Friday, September 19, 2008

ARTICLE #97) Cash aims to spur response in missing-woman case: Family offers $50,000 reward with the hope of tracking down daughter who disappeared


Tuesday, January 1, 2008
Cash aims to spur response in missing-woman case: Family offers $50,000 reward with the hope of tracking down daughter who disappeared in Las Vegas nearly two years ago
Special to The Globe and Mail by Cathryn Atkinson

The family of a Kamloops woman who disappeared in Las Vegas almost two years ago is hoping a $50,000 reward for information on her whereabouts will trigger a response from those who knew her at the time she went missing.

Glendene Grant, the mother of 23-year-old Jessie Foster, said she hoped the money would create the sort of leads that will help recover her daughter. The reward had previously been $10,000.

Ms. Foster's parents reported her missing to police in North Las Vegas, where she had been living, shortly after she stopped contacting them in March, 2006.

The family hired a private detective who, after a short search, gave them the devastating news that their daughter had been leading a double life by prostituting herself through a Las Vegas escort service.

Ms. Grant's former husband, Dwight Foster, who is Ms. Foster's father, raised the money from adding a mortgage to his home in Calgary.

"He just stepped up to the plate. He doesn't know what else to do. He doesn't know how to be an investigator," Ms. Grant said. "We were talking on the phone just before Christmas when he offered to do it. I'm so grateful. It was a wonderful Christmas present to his daughter."

Ms. Grant said that raising the amount from $10,000 to $50,000 would mean that Ms. Foster's story would get a higher profile in the Nevada Crime Stoppers program.

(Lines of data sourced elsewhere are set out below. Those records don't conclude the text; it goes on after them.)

PR #3728, opened 2026-05-06
[runtime/iobuf/pool] optimize local cache hot path

andresilva:
This PR improves the buffer pool's steady-state thread cache reuse path. The profile target is the no-touch 1KiB alloc/drop loop with pooling forced on, which isolates allocator overhead from buffer initialization. Before this PR, the hot pooled path was dominated by destructor-aware TLS access and large inlined miss/refill/allocation tails, even when every operation hit the local thread cache.

The implementation keeps the same existing ownership and reuse semantics, but reshapes the code around the hot path. Local TLS pop/push hits stay inline, while refill, spill, global freelist fallback, and new allocation are split into out-of-line helpers. `try_alloc` is also shaped so the class lookup, TLS lookup, and local cache hit can inline into callers without dragging metrics and heap-allocation code along.

This PR also adds a destructor-free TLS fast pointer for the per-thread buffer-pool cache registry. The checked TLS key remains the owner and is still used for first access and teardown-safe fallback, the fast key is only a cached raw pointer used after initialization to avoid the steady-state cost of Rust's destructor-aware `thread_local!::try_with` path. If TLS is unavailable during thread-local destruction, pooled buffers still fall back to the class-global freelist instead of panicking.

Representative local results for the 1KiB no-touch steady-state profile:

| Case | ns/op |
| --- | ---: |
| Direct (before) | 9.54 |
| Pooled (before) | 24.98 |
| Direct (after) | 7.08 |
| Pooled (after) | 11.83 |

This cuts the stable pooled hot path by roughly 53% versus the original baseline. Direct allocation also gets faster because the untracked drop path benefits from the same inlining work. The pool is still slower than direct allocation, but the gap is now only about 5 ns/op instead of about 15 ns/op at the starting point. Follow-up work will close the remaining gap (and then some 😈.)


andresilva:
For posterity, the TLS fast path optimization is the difference between:

```
movzbl %fs:state_offset,%ecx  # load TLS destructor state
cmp    $0x1,%ecx              # initialized?
je     .ready
cmp    $0x2,%ecx              # destroyed?
jne    .register_dtor         # first access registers destructor

.ready:
lea    %fs:owner_offset,%rdi  # owner TLS value
mov    0x8(%rdi),%rax         # load cache vec
```

and

```
mov    %fs:fast_offset,%rdi  # load cached TlsSizeClassCaches*
test   %rdi,%rdi             # null check, strongly predicted after first access
je     .slow_path            # initialize on first access
mov    0x8(%rdi),%rax        # load cache vec
```

runtime/src/iobuf/pool.rs
```diff
@@ -293,6 +294,8 @@ impl BufferPoolConfig {
     ///
     /// # Panics
     ///
+    /// Panics if size-class bounds violate the invariants checked by `validate`.
+    ///
```
patrick-ogrady: link to validate + remove trailing `///`

runtime/src/iobuf/pool.rs
```diff
@@ -362,37 +365,69 @@ impl BufferPoolConfig {
...
-        if self.max_size < self.min_size {
-            return 0;
-        }
-        // Classes are: min_size, min_size*2, min_size*4, ..., max_size
-        (self.max_size.get() / self.min_size.get()).trailing_zeros() as usize + 1
+    const fn num_classes(&self) -> usize {
+        let min_size = self.min_size.get();
+        let max_size = self.max_size.get();
+
+        assert!(
```
patrick-ogrady: if these are already checked, why do we check again here?

patrick-ogrady: just because you can modify after created?

patrick-ogrady: by this logic, we would have "checkers" in all of these functions?

runtime/src/iobuf/pool.rs
```diff
@@ -670,81 +738,139 @@ impl Drop for TlsSizeClassCache {
...
-    // any synchronization. The cost is that vectors can accumulate holes over time
-    // because ids are not recycled.
     thread_local! {
-        static TLS_SIZE_CLASS_CACHES: UnsafeCell<Vec<Option<TlsSizeClassCache>>> =
-            const { UnsafeCell::new(Vec::new()) };
+        // Owns this thread's cache registry and drops it during thread exit.
+        static TLS_SIZE_CLASS_CACHES: UnsafeCell<TlsSizeClassCaches> =
+            const { UnsafeCell::new(TlsSizeClassCaches::new()) };
+
+        // Performance-only pointer to the same registry. This key has no
```
patrick-ogrady, line 791: :fancy:

runtime/src/iobuf/pool.rs
andresilva: `validate` is private while this method is public, rustc complains about this.

runtime/src/iobuf/pool.rs
andresilva: I guess because we could call `num_classes` or `class_index` on a config that hasn't been validated yet.

andresilva: I cleaned it up.

patrick-ogrady (approved):
⏩

PR #3729, opened 2026-05-06
[Storage] Replace `BTreeSet`,  `HashSet`, `HashMap` with `AHashSet`, `AHashMap`

danlaine:
Switch four hash-based sets/maps in `qmdb::any::batch` from std's default (SipHash) to `ahash::AHashMap`/`AHashSet`.

## Why ahash

`ahash::RandomState` seeds itself from OS entropy on process start (already enabled via `commonware-storage`'s `std` feature). Same DoS-resistance property as SipHash — an external attacker cannot predict the per-process secret — but several times faster on 32-byte digest inputs. `ahash` was already a workspace dependency, so no `Cargo.toml` change.

## Benchmarks

`qmdb::chained_growth` (`unordered` chunk=32) with params modified to `NUM_KEYS=100_000`, `UPDATES_PER_BATCH=10_000`, `PREBUILT_CHAIN=10`, `GROW_COUNTS=[10]`, sample_size=30:

| | mean | 95% CI |
|---|---|---|
| origin/main | 190.19 ms | 188.96 – 191.66 ms |
| HEAD | 176.21 ms | 175.04 – 177.68 ms |
| **Change** | **−7.35%** | −8.29% – −6.35% (p<0.001) |

### DIFF
--- a/storage/src/qmdb/any/batch.rs
+++ b/storage/src/qmdb/any/batch.rs
@@ -1208,7 +1208,12 @@ where
         // Depth-1 chains skip the set entirely — a single ancestor can't shadow itself,
         // and each diff's keys are unique by construction.
         let track_shadow = m.ancestors.len() > 1;
-        let mut seen: AHashSet<&K> = AHashSet::new();
+        let seen_cap = if track_shadow {
+            m.ancestors.iter().map(|a| a.diff.len()).sum()
+        } else {
+            0
+        };
+        let mut seen: AHashSet<&K> = AHashSet::with_capacity(seen_cap);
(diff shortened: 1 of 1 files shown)


roberto-bayardo:
Haven't looked deeply but I've been a reluctant to use AHashSet due to DoS risks from carefully crafted inputs, unless it's very clear that's not a possibility.

[Edit] Oh I see this in the PR description: _Same DoS-resistance property as SipHash_

If true disregard!

roberto-bayardo (dismissed):

roberto-bayardo (approved):

clabby (approved):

"The media pickup over the last week or so has been good," Ms. Grant said. "I think $50,000 is enough to catch the Las Vegas media attention. I hope it's enough, because I don't want to wait any longer for news of her, but if it's not enough I will go higher."

Ms. Grant said she last saw her daughter over the Christmas holiday in 2005, when Ms. Foster had come home to visit the family. They had had no idea that anything was wrong in her life.

Ms. Foster, said her mother, spoke to either family or friends every day until March 28, 2006, when all contact suddenly ceased. Since then, she has not accessed her cellphone, or used her credit cards or bank accounts.

The second oldest of four sisters, Ms. Foster, a straight-A student in high school, worked at Boston Pizza in Kamloops and later lived with her father in Calgary before starting what was supposed to be a short tour of the United States. Her mother said she had planned to go to college on her return.

Instead, Ms. Foster called her mother and said she had met a rich man and fallen in love. North Las Vegas police said that the man, 39-year-old Peter Todd, had been previously arrested for spousal abuse and had an ex-wife who had been arrested for prostitution.

Police twice interviewed Mr. Todd in 2006, and he told them Ms. Foster had moved out of the home they had shared several days after her last call home. No evidence has surfaced to show that she had either left town or met a violent end, and Mr. Todd is not considered a suspect in the case.

Ms. Foster's disappearance was added to the ATLAS (Anti-Trafficking League Against Slavery) human trafficking investigation, which began last year in Nevada. The investigation incorporates police work on missing persons in major cities across the state.

"They told me that Jessie's case had many indicators of human trafficking and that now they were going to add her information to their work, which is part of a covert operation. So I will not expect to hear anything more from them about it until something major happens," Ms. Grant said.

Added to Ms. Grant's difficulties in trying to keep up with an investigation into a missing child across international borders is that she is now no longer allowed to enter the United States to meet detectives or missing-persons groups because of a 25-year-old conviction for marijuana possession.

She had previously visited the United States without difficulty, but tightening homeland security rules brought her conviction to light.

Ms. Grant was first refused entry into the United States in May and again in November. She can apply to have her conviction removed, but said it costs hundreds of dollars and she wanted every penny spent on the search for her daughter.

She also discovered recently that Ms. Foster's closest friend in Las Vegas, Yvonne Hubrechtsen, was arrested in Vancouver on Dec. 16 and deported after entering Canada illegally. Ms. Grant said Ms. Hubrechtsen had refused to speak to her by phone, and she thought that police could have gained useful information about Ms. Foster's disappearance from her.

"I would have loved to speak to Yvonne," Ms. Grant said. "She was a person of interest because she was the only other person that Jessie knew down there that I knew of. You'd think people who were her friends would be at the top of the list of people wanting to help instead of avoiding us."

Ms. Grant wants to tell her daughter all the family news she has missed in 21 months, including the fact that Ms. Foster's beloved uncle died last year.

And on Boxing Day came some good news Ms. Grant desperately wants to share with her: Ms. Foster's younger sister, Jennee, gave birth to a little girl, who has been called Maddison Louise, and has been given the same middle name as Ms. Foster.